New Delhi, June 28 : Children from Bhopal fighting for the rights of victims of Bhopal gas leak, one of India's worst industrial disasters, held a demonstration here on Saturday carrying hearts made of paper.
Appealing to the Prime Minister to "have a heart" and do justice to them, the children expressed disappointment over what they called his apathetic attitude on the issue.
As part of the "Have a Heart" campaign launched internationally last week, supporters of the Bhopal victims the world over are educating children about the Prime Minister's prolonged silence over the Bhopal demands despite a 38-day march, 90 day dharna and an indefinite fast by nine people from Bhopal.
A team of eight children from Bhopal have done the rounds of Delhi, visiting youth workshops, residential welfare associations and slums, telling children the story of Bhopal and the Prime Minister's refusal to address their demands.

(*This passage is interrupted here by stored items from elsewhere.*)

Issue #3563, opened 2016-01-06
Setting min_border does not work


philippjfr:
Setting the convenience attribute ``min_border`` does not appear to be working in 0.11. This small example should reproduce the issue.

```python
from bokeh.plotting import figure, output_notebook, show

output_notebook()

# create a new plot with a title
p = figure(plot_width=400, plot_height=400, min_border=0)
p.border_fill_color = "whitesmoke"
p.min_border = 0

p.circle([1,2,3,4,5], [2,5,8,2,7], size=10)

show(p)
```

Neither setting it in the constructor nor setting the attribute seems to make a difference. Only explicitly setting ``min_border_left/right/top/bottom`` actually applies it.

hafen:
I'm experiencing the same issue (putting 0.11 into rbokeh).  None of the border options seem to be working for me.

bryevdv:
@hafen Can you provide the JSON you are trying? `min_border_left` is working in the user guide generated plot here: http://bokeh.pydata.org/en/latest/docs/user_guide/styling.html#border

It is conceivable `min_border` has issues, our properties system had to undergo some changes recently, and that was kind of an odd duck. Will investigate.

mmcdan:
Would like to confirm that for 0.11.0, ```min_border=0``` does not work for me, but ```min_border_left=0, min_border_right=0, min_border_top=0, min_border_bottom=0``` does work.

mattpap:
Looking at `common/plot.coffee`, there is simply no logic for `min_border`. Otherwise the property is present and serialize properly. I can submit a fix tomorrow.

mattpap:
It's interesting to note that this originally used to work thanks to differences between property values in bokeh and bokehjs. As this gap was recently closed, as long as we want to keep numerical defaults for all five properties, there is no way to distinguish which of `min_border` and `min_border_*` was set intentionally and should take precedence. Currently the simplest solution would be to set the default value of `min_border` to `None`. Or we could introduce virtual properties. Alternatively, we could get rid of `min_border_*` altogether and set `min_border`'s type to `Instance(Rect).accept(Int, lambda v: Rect(v, v, v, v)` where `Rect` is a model with `top`, `right`, `bottom`, `left` properties (thought to do it right, we would need to introduce type parameterized models).

mattpap:
Actually setting `min_border` to `None` doesn't make sense. It's `min_border_*` which would need a change, but that defeats having default values at all.

mtinti:
[...]

Issue #2759, opened 2015-08-20
Resolve misleading property names in `Bokeh.index[<item_id>].renderers` and `Bokeh.index[<item_id>].model.renderers`


brendancol:
BokehJS: On of these are renderers, and the other are renderer_views.  Confusing names should be resolved

bryevdv:
It's specifically `PlotView` that stores all the renderer views as `plot_view.renderers`

birdsarah:
Hi, this is a change I've made as part of the layout work - as it was confusing me too!

birdsarah:
Done in this commit: https://github.com/bokeh/bokeh/pull/4192/commits/b811f2eab65adc61115d5b3daec565a913ad3b99

May be a while before it's merged.

PR #4203, opened 2016-04-20
Document is responsible for gathering all Solver Constraints

birdsarah:
Fixes: #3563, #2759, #4203 

Work towards: #4164 

This implements just the re-working of Solver to be top-down from the document.

Added in the fix for #3563 as it's also easy and stand-alone.


bokeh/models/plots.py
```diff
@@ -56,12 +57,8 @@ def _select_helper(args, kwargs):
         selector = kwargs
     return selector
 
-class LayoutBox(Model):
-    ''' Represents an **on-canvas** layout.
-
-    '''
 
-class Plot(Component):
+class Plot(LayoutDOM):
```
mattpap: Say that this is a `DOM` layout doesn't seem necessary to the user. `Layout` would suffice.

bokehjs/src/coffee/core/layout/layout_canvas.coffee
```diff
@@ -0,0 +1,49 @@
+_ = require "underscore"
+
+{Variable, EQ, GE, Strength}  = require "./solver"
+Model = require "../../model"
+p = require "../properties"
+
+class LayoutCanvas extends Model
+  type: 'LayoutCanvas'
+
+  @internal {
```
mattpap: I presume (based on other changes) this is an internal class. If so, it should be marked accordingly.

bokeh/models/plots.py
birdsarah: @mattpap, I know what you mean, but I think it's helpful to distinguish between `LayoutDOM` and `LayoutCanvas`. I think it helps to hint they're not in a class hierarchy (that is `LayoutCanvas` is not a subclass of `Layout`). Am happy for suggestions other than `DOM` as the suffix.

bokehjs/src/coffee/core/layout/layout_canvas.coffee
birdsarah: I'm not entirely sure what an internal class is, but I'm guessing yes - it's not something we are going to expose to users. How do I mark it as such?

birdsarah: Perhaps related is that I'd like `LayoutDOM` (or whatever it's to be called) to also be private and not exposed to users and to be put into `/core/layout` in the same place as `LayoutCanvas` but it seemed to be necessary to make it public....I think because of the check in `io.py` - if you have any suggestions, in this area, that would be great.

bokeh/models/plots.py
birdsarah: Perhaps related is that I'd like LayoutDOM (or whatever it's to be called) to also be private and not exposed to users and to be put into /core/layout in the same place as LayoutCanvas but it seemed to be necessary to make it public....I think because of the check in io.py - if you have any suggestions, in this area, that would be great.

(note I previously put this note in the wrong place)

birdsarah:
@bryevdv, further to our conversations, I was able to make this work as an isolated PR. I guess I just needed fresh eyes. So this PR is against master and future layout PRs will continue to build off it.

birdsarah:
Changing back to WIP as am adding a few more things into this PR.

birdsarah:
This should be ready @bryevdv @mattpap 

Nothing in the functionality of bokeh should have changed. The purpose of this PR is to refactor all solver work to go through a centralized solver on the document so that it can now coordinate constraints across plots in the document.

birdsarah:
There appears to be a problem with server plots. Looking into it.

birdsarah:
OK. Back to ready again. Wasn't a server thing. HBox VBox were not passing constraints up to Document.

bokehjs/src/coffee/core/layout/layout_canvas.coffee
mattpap: This is done by adding `serializable_in_document: () -> false`. However, if you need document attached to instances of this class, then this isn't going to work. Actually, ignore this for now.

bryevdv:
@birdsarah ran some examples locally and things looked mostly good, but there are definitely a few failures in the tests:

https://travis-ci.org/bokeh/bokeh/jobs/127422968

Looks like `glyphs.py`, `calendar.py` and `legend.py` and possibly a few others (ignore the notebook comm failures, that's fixed in another PR)

Also some kind of boto debugging has been turned on, exploding the log size. It won't show the whole thing anymore, so I can't get to the report link at the bottom.

bokeh/models/layouts.py
```diff
@@ -28,8 +28,24 @@ class Layout(Component):
...
 
+    disabled = Bool(False, help="""
+    Whether the widget will be disabled when rendered. If ``True``,
+    the widget will be greyed-out, and not respond to UI events.
+    """)
+
+    # TODO: (mp) Not yet, because it breaks plotting/notebook examples.
+    # Rename to _repr_html_ if we decide to enable this by default.
+    def __repr_html__(self):
+        return notebook_div(self)
```
bryevdv: Let's just delete this?

bokeh/models/plots.py
```diff
@@ -420,17 +417,15 @@ def _check_colon_in_category_label(self):
...
     """)
 
     right = List(Instance(Renderer), help="""
     A list of renderers to occupy the area to the right of the plot.
     """)
 
-    # TODO (bev) LayoutBox here is a temporary workaround to the fact that
-    # plot titles are not proper renderers
-    above = List(Either(Instance(Renderer), Instance(LayoutBox)), help="""
+    above = List(Instance(Renderer), help="""
```
bryevdv: awesome

bryevdv:
I did a quick pass through the diff, many things look much nicer/cleaner. All the tests are very nice as well. I will take another look later today. I'd say as as soon as all the non-notebook failures in the examples tests are working this can get merged. Does that sound good?

bryevdv:
It looks like there was just one more failure that I missed above, `unemployment.py`:

https://travis-ci.org/bokeh/bokeh/jobs/127422968#L2135
https://travis-ci.org/bokeh/bokeh/jobs/127422968#L2385
https://travis-ci.org/bokeh/bokeh/jobs/127422968#L2801
https://travis-ci.org/bokeh/bokeh/jobs/127422968#L3366

birdsarah:
Thanks for the notes @bryevdv, and for the thorough look through on the examples. Will check them out and update.

bokeh/models/layouts.py
birdsarah: I can, I was just keeping everything the same as it was before.

birdsarah:
> Also some kind of boto debugging has been turned on, exploding the log size. It won't show the whole thing anymore, so I can't get to the report link at the bottom. 

Yes! I'm not sure when that happened, but I believe it's in master, so I'm not going to change that in this PR. Already a lot going on.

bokeh/models/layouts.py
mattpap: > Let's just delete this?

This code is there to show that we can speak IPython's display protocol directly, just our examples have to be updated for this change. We can remove this though, but this PR is no place for that.

birdsarah:
@bryevdv. Have fixed: legends, calendar, unemployment, datatable, horizon, models/glyphs examples which are those that I perceived to be broken from looking at examples report with fresh eyes (fresh being realizing that actual is on the left!)

bryevdv:
If the repair looks good and server examples run well I say LGTM to merge.

birdsarah:
I haven't run all the server examples. I'll do that when I get a moment if I don't hear from anyone else.

bryevdv:
Resolved small merge conflict in math utils file after arrow PR merge.

bryevdv:
Notes on the apps:

crossfilter
-------------
Does not update if controls are used, but this is the case before. Shows console error:

screen shot 2016-05-04 at 4 20 52 am

export_csv
--------------
Updates work great, but column containing slider is cropped / partially under the plot:

screen shot 2016-05-04 at 4 22 29 am

Can actually move the slider further right, obscuring it completely, 

random_tiles
-----------------
Fails with console error, fairly sure this is unrelated and is from recent TS API work

screen shot 2016-05-04 at 4 25 57 am


simple_hdf5
---------------
Unrelated error where the hdf5 file can't seem to be loaded after the first interaction.

---

Everything else works great.

birdsarah:
Let's make separate issues I think.

1) The slider obscuring is going to fall nicely out of imminent work, so not much point in fixing it in its current state.
2) hdf5 and random appear to not be this PR
3) crossfilter - am I understanding that it was broken, but I broke it more. Lets open another issue and I'm happy to support any layout problems with it.

bryevdv:
Not sure about more, I think maybe it's now broken differently. :) OK, merging now.

bryevdv:
It says "Fixes 4203" at the top, but this PR is 4203, is that supposed to be a different issue?

birdsarah:
Doh! Fixed.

"Despite a 38-day march, 90 day dharna and an indefinite fast by nine people from Bhopal for the past nineteen days, the Prime minister continues to be quiet on the matter. We have been fighting for the past 23 years. But our Prime Minister has not responded," said Sarita Malviya a protester.
More than 3,500 people died in the days and weeks after toxic fumes spewed out of a pesticide plant in Bhopal on the night of December 2, 1984.
Officials say nearly 15,000 people have died from cancer and other diseases since then.
Activists have put the toll at 33,000 and claim that toxins from thousands of tonnes of chemicals lying in and around the site have seeped into ground water.
Union Carbide in 1984 accepted moral responsibility for the tragedy and established a 100 million dollars charitable trust fund to build a hospital for the victims. Later Union Carbide was taken over by Dow Chemicals.
The company also paid 470 million dollars to the government in 1989 in a settlement reached after a protracted legal battle. The victims were paid 25,000 rupees in case of illness and 100,000 rupees or so to the next of kin of those killed.
Michigan-based Dow Chemical says it is not responsible for the clean up as it never owned or operated the plant. The Madhya Pradesh state government now owns the abandoned plant.